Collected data

Issue #1511, opened 2018-04-19
Generalize Dead-insert-elimination


s-perron:
Dead insert elimination looks for chains of instructions starting with an OpCompositeExtract followed by a series of OpCompositeInserts.  It then tried to remove insert whose value is never used because it is not extracted, or it replaced by another insert instruction.

This is useful but it is limited by the fact that there cannot be any instruction between the inserts.

We want to extend this to be able to 
- [x] handle instructions that treat vectors on a per component basis.   
- [x] handle intervening vector shuffle instructions,
- [x] be able to replace unused elements of OpCompositeConstruct
- [ ] handle inserts and extract for other composite types.

Another issue is that dead insert elimination repeats work.  With the longer chain of instructions that the above changes will cause, it could negatively effect compile time.

To be able to avoid special casing a lot of stuff in the current implementation, we believe it is best to create a new one where we keep track of which elements of each vector is live.  The current implementation keeps track of just the insert instructions that are needed.  This change is intrusive enough to warrant a new implementation.

s-perron:
Sorry forgot that we need to handle structs before we can remove dead-insert-elimination.  I've added that to the description.

s-perron:
Done what we are doing for now.

PR #1512, opened 2018-04-19
Vector DCE

s-perron:
Introduce a pass that does a DCE type analysis for vector elements
instead of the whole vector as a single element.

It will then rewrite instructions that are not used with something else.
For example, an instruction whose value are not used, even though it is
referenced, is replaced with an OpUndef.

Contributes to #1511.

### DIFF
--- a/source/opcode.cpp
+++ b/source/opcode.cpp
@@ -496,3 +496,90 @@ bool spvOpcodeIsNonUniformGroupOperation(SpvOp opcode) {
       return false;
   }
 }
+
+bool spvOpcodeIsScalarizable(SpvOp opcode) {
+  switch (opcode) {
+    case SpvOpPhi:
+    case SpvOpCopyObject:
+    case SpvOpConvertFToU:
+    case SpvOpConvertFToS:
+    case SpvOpConvertSToF:
+    case SpvOpConvertUToF:
+    case SpvOpUConvert:
+    case SpvOpSConvert:
+    case SpvOpFConvert:
+    case SpvOpQuantizeToF16:
+    case SpvOpVectorInsertDynamic:
+    case SpvOpSNegate:
+    case SpvOpFNegate:
+    case SpvOpIAdd:
+    case SpvOpFAdd:
+    case SpvOpISub:
+    case SpvOpFSub:
+    case SpvOpIMul:
+    case SpvOpFMul:
+    case SpvOpUDiv:
+    case SpvOpSDiv:
+    case SpvOpFDiv:
+    case SpvOpUMod:
+    case SpvOpSRem:
+    case SpvOpSMod:
+    case SpvOpFRem:
+    case SpvOpFMod:
+    case SpvOpVectorTimesScalar:
+    case SpvOpIAddCarry:
+    case SpvOpISubBorrow:
+    case SpvOpUMulExtended:
+    case SpvOpSMulExtended:
+    case SpvOpShiftRightLogical:
+    case SpvOpShiftRightArithmetic:
+    case SpvOpShiftLeftLogical:
+    case SpvOpBitwiseOr:
+    case SpvOpBitwiseAnd:
+    case SpvOpNot:
+    case SpvOpBitFieldInsert:
+    case SpvOpBitFieldSExtract:
+    case SpvOpBitFieldUExtract:
+    case SpvOpBitReverse:
+    case SpvOpBitCount:
+    case SpvOpIsNan:
+    case SpvOpIsInf:
+    case SpvOpIsFinite:
+    case SpvOpIsNormal:
+    case SpvOpSignBitSet:
+    case SpvOpLessOrGreater:
+    case SpvOpOrdered:
+    case SpvOpUnordered:
+    case SpvOpLogicalEqual:
+    case SpvOpLogicalNotEqual:
+    case SpvOpLogicalOr:
+    case SpvOpLogicalAnd:
+    case SpvOpLogicalNot:
+    case SpvOpSelect:
+    case SpvOpIEqual:
+    case SpvOpINotEqual:
+    case SpvOpUGreaterThan:
+    case SpvOpSGreaterThan:
+    case SpvOpUGreaterThanEqual:
+    case SpvOpSGreaterThanEqual:
+    case SpvOpULessThan:
+    case SpvOpSLessThan:
+    case SpvOpULessThanEqual:
+    case SpvOpSLessThanEqual:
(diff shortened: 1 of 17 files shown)


source/opt/vector_dce.cpp
```diff
@@ -0,0 +1,287 @@
...
+  analysis::DefUseManager* def_use_mgr = context()->get_def_use_mgr();
+
+  current_inst->ForEachInId([&work_list, &live_elements, this, live_components,
+                             def_use_mgr](uint32_t* operand_id) {
+    ir::Instruction* operand_inst = def_use_mgr->GetDef(*operand_id);
+
+    if (HasVectorResult(operand_inst)) {
+      WorkListItem new_item;
+      new_item.instruction = operand_inst;
+      new_item.components = live_elements;
```
alan-baker: This seems wrong for OpCompositeConstruct. If I construct a float4 from 2 float2s where the only elements 2 and 3 are live, this should translate to two items: {0,0} and {1,1}, but it appears you generate {0,0,1,1} twice.

source/opt/vector_dce.cpp
```diff
@@ -0,0 +1,287 @@
...
+        if (live_component == live_components.end()) {
+          // If this instruction is not in live_components then it does not
+          // produce a vector, or it is never referenced and ADCE will remove
+          // it.  No point in trying to differentiate.
+          return;
+        }
+
+        // If no element in the current instruction is used replace it with an
+        // OpUndef.
+        if (live_component->second.Empty()) {
```
alan-baker: Maybe just refactor Type2Undef from MemPass and generate a reusable undef? Then you can just replace all uses and not have special cases for OpPhi.

source/opt/def_use_manager.cpp
```diff
@@ -265,6 +265,17 @@ void DefUseManager::EraseUseRecordsOfOperandIds(const ir::Instruction* inst) {
 
 bool operator==(const DefUseManager& lhs, const DefUseManager& rhs) {
   if (lhs.id_to_def_ != rhs.id_to_def_) {
+    for (auto l : lhs.id_to_def_) {
+      if (rhs.id_to_def_.count(l.first) == 0) {
+        std::cerr << "Id " << l.first << " has not uses in the rhs.\n";
```
dnovillo: This will create spurious output that will confuse users.

source/opt/vector_dce.cpp
s-perron: This depends on what values are passed in for `live_elements`.  For the `OpCompositeConstruct` case (line 87), we pass in `all_components_live_`, which is 16 elements live for both inputs.  It is not as precise as it could be, which is why I left the TODO on line 85, but it is safe.

source/opt/vector_dce.cpp
```diff
@@ -0,0 +1,287 @@
...
+void VectorDCE::FindLiveComponents(ir::Function* function,
+                                   LiveComponentMap* live_components) {
+  std::vector<WorkListItem> work_list;
+
+  // Prime the work list.  We will assume that any instruction that does
+  // not result in a vector is live.
+  //
+  // TODO: If we want to remove all of the dead code with the current
+  // implementation, we will have to iterate VectorDCE and ADCE.  That can be
+  // avoided if we treat scalar results as if they are vectors with 1 element.
```
dnovillo: So, I wonder if at some point it will make better sense to give up and implement a proper memory SSA based on FUD chains so that we can do things like this and array copyprop more easily.  We've talked about this offline, and none of us are convinced.  But adding these ad-hoc passes is a long-term technical debt as well.

At some point, maybe better to use a single framework for reasoning about memory.  Passes that need it, build it, use it and tear it down.

No.  I'm not volunteering just yet ;)

source/opcode.cpp
```diff
@@ -454,3 +454,90 @@ bool spvOpcodeIsBaseOpaqueType(SpvOp opcode) {
       return false;
   }
 }
+
+bool spvOpcodeWithPerComponentResult(SpvOp opcode) {
+  switch (opcode) {
+    case SpvOpPhi:
```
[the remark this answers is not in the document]
s-perron: done

source/opt/vector_dce.cpp
s-perron: I can can generate a global OpUndef and reuse the same one.  I did not do that because I wanted to reduce the amount if time spent updating the def-use chains.  With this change, there are very few changes to the def-use information.

I will change it.  I think it will generate cleaner code.  However, I won't factor out the stuff from mempass.  I don't want to muddy this PR.  We can do that on its own later.

source/opt/vector_dce.cpp
s-perron: Sure, but we would need to come up with a good design for it to make sure it can be used.

source/opcode.h
```diff
@@ -121,4 +121,8 @@ bool spvOpcodeIsBaseOpaqueType(SpvOp opcode);
 
 // Returns true if the given opcode is a non-uniform group operation.
 bool spvOpcodeIsNonUniformGroupOperation(SpvOp opcode);
+
+// Returns true if the result of an instruction with this opcode are computed
```
alan-baker: Comment is out of date.

s-perron:
@greg-lunarg It is still missing the iterative aspect.  We do just one pass, while dead-insert-elim would do the DCEInst, and then rerun until it reached a fixed point.  That would be the main difference.  I want to try to get these case by treating scalars as a single element vector.

greg-lunarg:
OK, thanks. As it turns out, when I turn off the closure mechanism for DIE, my tests still pass, so I think your basic algorithm still might be missing something. I will look at it.

Just as long as you don't rip out DIE until I can verify that VDCE is fully covering my shaders.

greg-lunarg:
The differences I am seeing are due to the fact that DIE handles structs and vectors where VDCE only handles vectors. So we will need to keep DIE around for the moment as I have a number of real-life shaders that require that structs are handled.

For the moment it might make sense for DIE to drop processing of vectors. That might reduce some redundant analysis.

But in the near future, I am thinking we are going to have to do similar optimization on OpCompositeConstruct (identify unused elements and replace them with Undefs), which could also be a struct. This would require capability similar to what is being done in VDCE. So it feels like in the long term we are going to have to make DIE more like VDCE or adapt VDCE to deal with structs. It feels like it will make the most sense for these to merge at some point.

s-perron:
@greg-lunarg I have have left DIE in for now.  We can discuss how to merge the two in a different form.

• **Task goal**: Give solely the number of lines in the data that contain the string "OpUndef".

• **Output for this task**: 3